PR #894, opened 2025-06-04
Fix `gptel-auto-scroll` not working when insertion is at end of buffer

### LINKED ISSUE #893: gptel-auto-scroll doesn't work at end of buffer

### Bug Description

`(add-hook 'gptel-post-stream-hook 'gptel-auto-scroll)` doesn't work correctly for me when I'm inserting text at the end of a buffer. I think the issue is that `scroll-up-command` is called from within `save-excursion`, where `point` is potentially already at the end of the buffer, causing it to error out rather than scroll up.

Note also that due to the excursion the comment `Note: This will move the cursor.` is incorrect ([code](https://github.com/karthink/gptel/blob/c6e2339d43dc8c6d7a1ef50e8fe1e5e4b67c74ea/gptel.el#L1011)).

The fix I found is to run `scroll-up-command` outside of the excursion using a delay:
```
(defun gptel-auto-scroll-fixed ()
  "Scroll window if LLM response continues below viewport."
  (when-let* ((win (get-buffer-window (current-buffer) 'visible))
              ((not (pos-visible-in-window-p (point) win)))
              (scroll-error-top-bottom t))
    (condition-case nil
        (with-selected-window win
          (run-at-time 0 nil #'scroll-up-command))
      (error nil))))
```

I'll put up a PR, but wanted to open this bug for discoverability.

### Backend

None

### Steps to Reproduce

1. Enable auto scroll: `(add-hook 'gptel-post-stream-hook 'gptel-auto-scroll)`
2. Move cursor to end of buffer.
3. Invoke `gptel-send` and have it generate text longer than the current buffer.

Expected behavior: as inserted text goes past end of buffer, it scrolls up to follow along with the inserted text.

Actual behavior: it doesn't scroll, and text goes off the end of the page.

### Additional Context

Emacs 27.2

### Backtrace

```emacs-lisp

```

### Log Information

```json

```

JDNdeveloper:
Fixes #893, see issue for details.

### DIFF
--- a/gptel.el
+++ b/gptel.el
@@ -1006,15 +1006,13 @@ Later plists in the sequence take precedence over earlier ones."
       (gptel--json-read))))
 
 (defun gptel-auto-scroll ()
-  "Scroll window if LLM response continues below viewport.
-
-Note: This will move the cursor."
+  "Scroll window if LLM response continues below viewport."
   (when-let* ((win (get-buffer-window (current-buffer) 'visible))
               ((not (pos-visible-in-window-p (point) win)))
               (scroll-error-top-bottom t))
     (condition-case nil
         (with-selected-window win
-          (scroll-up-command))
+          (run-at-time 0 nil #'scroll-up-command))
       (error nil))))
 
 (defun gptel-beginning-of-response (&optional _ _ arg)
--- a/gptel.el
+++ b/gptel.el
@@ -1007,7 +1007,7 @@ Later plists in the sequence take precedence over earlier ones."
 
 (defun gptel-auto-scroll ()
   "Scroll window if LLM response continues below viewport.
-	
+
 Note: This will move the cursor."
   (when-let* ((win (get-buffer-window (current-buffer) 'visible))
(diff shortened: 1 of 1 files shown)


karthink:
Using `run-at-time` in the condition case makes the let binding and the condition-case ineffective, since it then runs at top level.

I moved the whole function into the `run-at-time`, but I'm not sure if this works as intended either.  Could you test the latest version and let me know?

JDNdeveloper:
Unfortunately that doesn't work correctly, the check of `(point)` needs to occur within the excursion otherwise it will just remain where the user's cursor is and not detect the inserted text has scrolled off the page. I tried this as well, but it didn't work either:
```
...
  (when-let* ((win (get-buffer-window (current-buffer) 'visible))
              ((not (pos-visible-in-window-p (point) win))))
    (run-at-time
     0 nil
     (lambda ()
       (condition-case nil
           (let ((scroll-error-top-bottom t))
             (when (window-live-p win)
               (with-selected-window win
                 (scroll-up-command))))
         (error nil))))))
```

=-=-=-=-=

- _Task requirements_
Which of the lines above carry the string "page"? Copy every one.

- _Written response_
Actual behavior: it doesn't scroll, and text goes off the end of the page.
Unfortunately that doesn't work correctly, the check of `(point)` needs to occur within the excursion otherwise it will just remain where the user's cursor is and not detect the inserted text has scrolled off the page. I tried this as well, but it didn't work either:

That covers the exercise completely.